#### GIVEN RECORDS

PR #3915, opened 2023-05-04
Remove dedicated partition requirement for encryption.

vadimberezniker:
With the new pebble key format, content is implicitely separated by customer via the encryption key ID so there's no longer a need to require a dedicated storage partition.

**Related issues**: N/A

### DIFF
--- a/enterprise/server/crypter_service/crypter_service.go
+++ b/enterprise/server/crypter_service/crypter_service.go
@@ -864,10 +864,6 @@ func (c *Crypter) enableEncryption(ctx context.Context, kmsConfig *enpb.KMSConfi
 		return err
 	}
 
-	if !c.env.GetCache().SupportsEncryption(ctx) {
-		return status.UnavailableError("enabling encryption requires an account with dedicated storage")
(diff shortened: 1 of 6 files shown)


enterprise/server/crypter_service/crypter_service.go
```diff
@@ -864,10 +864,6 @@ func (c *Crypter) enableEncryption(ctx context.Context, kmsConfig *enpb.KMSConfi
 		return err
 	}
 
-	if !c.env.GetCache().SupportsEncryption(ctx) {
```
maggie-lou, line 867: Are you going to clean this up in a future PR?

maggie-lou (approved):

enterprise/server/crypter_service/crypter_service.go
vadimberezniker: I am thinking of renaming it and re-using it to display whether a customer has a dedicated partition when performing impersonation.

jdhollen (approved):

PR #3918, opened 2023-05-05
Flip a bunch of flags that have been on in dev and prod for a long time.

jdhollen:
Other than allowing the `pattern` filter, these are all implicitly or explicitly tied to the OLAP db handle existing.

**Related issues**: N/A


luluz66 (approved):
Looks like we also use the olap database to control whether to use olap db. So it won't break local bb or on-prem users.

########

HOW TO COMPLETE THIS TASK —
In the listing above, find every line with the word "whether" and copy it.

RESULT OF THE EXERCISE —
vadimberezniker: I am thinking of renaming it and re-using it to display whether a customer has a dedicated partition when performing impersonation.
Looks like we also use the olap database to control whether to use olap db. So it won't break local bb or on-prem users.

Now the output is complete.